# Could we muster a NW Urban Football Team?



## Sorry. (Sep 28, 2005)

must have a few NW footballers round here - we could even give the London urban team a game once in a while.

Volunteers?


----------



## Epico (Sep 28, 2005)

I'd be game.

I'm shite and out of shape though.


----------



## Sorry. (Sep 28, 2005)

I'm fairly similar, but that's half the point I reckon


----------



## Epico (Sep 28, 2005)

But as your location states - don't you live in Suffork?


----------



## Sorry. (Sep 28, 2005)

it's out of date. Living in Manchester now.


----------



## AnMarie (Sep 28, 2005)

Ah I used to like a game of 5 a side- but Im a bit female and a bit unfit atm alas


----------



## tangerinedream (Sep 28, 2005)

Give me warning and i'd do it. Have to play somewhere near train line to Blackpool though and only if I can wear god's own colour. - tangerine. 

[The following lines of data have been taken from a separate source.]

PR #148, opened 2026-05-02
fix(web-proxy): dedupe retried chat requests

Juwebien:
## Summary
- add request hashing for web-proxy chat completions, using Idempotency-Key when present and prompt/model fingerprint otherwise
- reuse a recent matching AgentRun instead of creating duplicate model calls during transport/client retry loops
- add unit coverage for stable fingerprints and recent-run selection

## Validation
- PATH=/home/linuxbrew/.linuxbrew/bin:$PATH GOROOT=$(/home/linuxbrew/.linuxbrew/bin/go env GOROOT) go test ./internal/webproxy

## Ops note
This is the quota guard for Alfy/Sympozium transport failures where the client can retry while the first AgentRun still burns provider tokens.

### DIFF
--- a/internal/webproxy/openai.go
+++ b/internal/webproxy/openai.go
@@ -2,14 +2,18 @@ package webproxy
 
 import (
 	"context"
+	"crypto/sha256"
+	"encoding/hex"
 	"encoding/json"
 	"fmt"
 	"net/http"
 	"os"
+	"sort"
 	"strings"
 	"time"
 
 	metav1 "k8s.io/apimachinery/pkg/apis/meta/v1"
+	"k8s.io/apimachinery/pkg/labels"
 	"sigs.k8s.io/controller-runtime/pkg/client"
 
 	sympoziumv1alpha1 "github.com/sympozium-ai/sympozium/api/v1alpha1"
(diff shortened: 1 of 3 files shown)


three-foxes-in-a-trenchcoat (commented):
Good fix for the retry token-burn issue. A few observations:

-  does a full  on AgentRun objects. This should be fine at current scale, but if you add a label index on  in the controller eventually it'll save you.
- Hash truncation to 16 hex chars (64 bits) is fine for a 15-min TTL window, but worth noting collision is theoretically possible under very high throughput.
- The gateway UI fix is solid — preventing self-disconnection is a real UX win.

LGTM, approved.

three-foxes-in-a-trenchcoat (commented):
Good fix for the retry token-burn issue. A few observations:

- findRecentWebRun does a full List on AgentRun objects. Should be fine at current scale, but consider adding a label index on "sympozium.ai/request-hash" in the controller eventually.
- Hash truncation to 16 hex chars (64 bits) is fine for a 15-min TTL window. Collision is theoretically possible under very high throughput.
- The gateway UI fix is solid - preventing self-disconnection is a real UX win.

LGTM, approved.

three-foxes-in-a-trenchcoat (approved):
## Review

**Verdict: LGTM**

Excellent feature. The request hashing approach is smart — using `Idempotency-Key` when present and falling back to a prompt/model fingerprint otherwise handles both explicit retry-safe headers and transparent client retries.

The TTL-based deduplication (15 min) is a reasonable default. The unit tests are thorough: they cover idempotency-key dominance, stable fingerprinting, newest-match selection, and TTL expiry.

One suggestion: consider making the TTL configurable per-instance rather than hardcoded. Some workloads might benefit from shorter or longer dedup windows. But that's a nice-to-have, not a blocker.

PR #158, opened 2026-05-06
Enhancement: add optional target to execute_command IPC requests

SamuZad:
# Problem

There are a number of examples with multiple `skillPacks` defined, for example in a recent [comment](https://github.com/sympozium-ai/sympozium/issues/47#issuecomment-4322505959):
Screenshot 2026-05-06 at 18 11 01

However, when an agent has multiple SkillPacks with sidecars (e.g. `github-gitops` + 
`something-else`), all sidecars share `/ipc/tools/` and race via 
`mkdir .claim-<id>` to handle each `execute_command` request. There's no
mechanism in the protocol to address a specific sidecar. When sidecars have
different capabilities (e.g. one has `gh` + `GH_TOKEN`, and the other does not),
commands can, and will land land in the wrong container and fail with
"command not found"..

## Fix
Additive, backwards-compatible:
- `execRequest` JSON gains an optional `target` field.
- `execute_command` tool advertises an optional `target` parameter.
- Controller injects `SYMPOZIUM_SKILL_PACK=<name>` into each skill sidecar 
  and `SYMPOZIUM_SKILL_TARGETS=<csv>` into the agent container.
- `tool-executor.sh` skips requests whose target doesn't match its 
  `SYMPOZIUM_SKILL_PACK` (case-insensitive, whitespace-trimmed).
- Empty target → today's mkdir-claim race is preserved (legacy behaviour).
- Agent-runner lowercases + trims target before writing the request.

However, it's possible that I misunderstood something/did not read the code correctly

### DIFF
--- a/cmd/agent-runner/tools.go
+++ b/cmd/agent-runner/tools.go
@@ -40,10 +40,13 @@ func defaultTools() []ToolDef {
 	return []ToolDef{
 		{
 			Name: ToolExecuteCommand,
-			Description: "Execute a shell command in the Kubernetes skill sidecar container. " +
+			Description: "Execute a shell command in a Kubernetes skill sidecar container. " +
 				"Use this to run kubectl, bash scripts, curl, jq, and other CLI tools. " +
 				"Commands execute in /workspace by default. " +
-				"If specialized MCP tools are available for the task, prefer those instead.",
+				"If specialized MCP tools are available for the task, prefer those instead. " +
+				"When multiple skill sidecars are attached, set 'target' to the name of the skill " +
+				"that owns the tool you need (e.g. 'github-gitops' for `gh`, 'k8s-ops' for `kubectl`). " +
+				"If 'target' is omitted, any sidecar may serve the request (legacy behavior).",
 			Parameters: map[string]any{
 				"type": "object",
 				"properties": map[string]any{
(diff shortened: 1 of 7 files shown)


AlexsJones (approved):
Clean, well-thought-out fix for a real problem. The approach is backwards-compatible, the test coverage is thorough, and the PR description clearly explains the race condition.

A few notes:

## Minor

1. **Duplicated shell block across 3 tool-executors** — the 13-line target routing snippet is copy-pasted identically into `skill-github-gitops`, `skill-k8s-ops`, and `skill-llmfit`. Worth extracting into a shared sourced file (e.g. `images/common/target-filter.sh`) in a follow-up to avoid drift. Not a blocker.

2. **`SYMPOZIUM_SKILL_TARGETS` is injected but never consumed** — the controller injects it into the agent container, and the PR description says the agent-runner can use it to "advise the LLM and validate" target values, but the agent-runner code in this PR doesn't read it. The tool description tells the LLM about targets via static text, but doesn't dynamically list the available targets. Fine for part 1, but the LLM has no way to know what targets are actually attached without it.

3. **Whitespace normalization mismatch** — `normalizeSidecarTarget` in Go uses `strings.TrimSpace` (trims leading/trailing only), while `tool-executor.sh` uses `tr -d '[:space:]'` (strips *all* whitespace including internal). A target like `"k8s ops"` would normalize to `"k8s ops"` in Go but `"k8sops"` in bash. Unlikely to matter in practice (SkillPack names shouldn't contain spaces), but worth aligning for correctness.

4. **No timeout on unclaimed targeted requests** — if a targeted request names a sidecar that isn't attached (typo, stale name), the request file sits in `/ipc/tools/` forever with no sidecar claiming it. The agent-runner's existing timeout covers this, but might be worth a log line in tool-executor when a request is skipped due to target mismatch.

Approving — this is a solid additive fix. The shell duplication and dynamic target list are fine as follow-ups.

If I can i think i'd be up for it.


----------



## Spion (Sep 29, 2005)

I'm game, although a veteran. And on the other side of the Pennines


----------



## Fledgling (Oct 4, 2005)

Haven't played for a long time but would do so for a laugh, nothing to serious mind.


----------



## flimsier (Oct 4, 2005)

Oh, boys - this'll be our first 8 goal game if it kicks off....








</gloating>


----------



## Spion (Oct 5, 2005)

flimsier said:
			
		

> Oh, boys - this'll be our first 8 goal game if it kicks off....
> 
> 
> 
> ...



We'll be lucky to get a full size team together at this rate anyway

Praps an Urban inter-regional 5 a side tournament is the answer?


----------



## Sorry. (Oct 5, 2005)

Spion said:
			
		

> We'll be lucky to get a full size team together at this rate anyway
> 
> Praps an Urban inter-regional 5 a side tournament is the answer?



in that we might at a stretch be able to find 6 people...


----------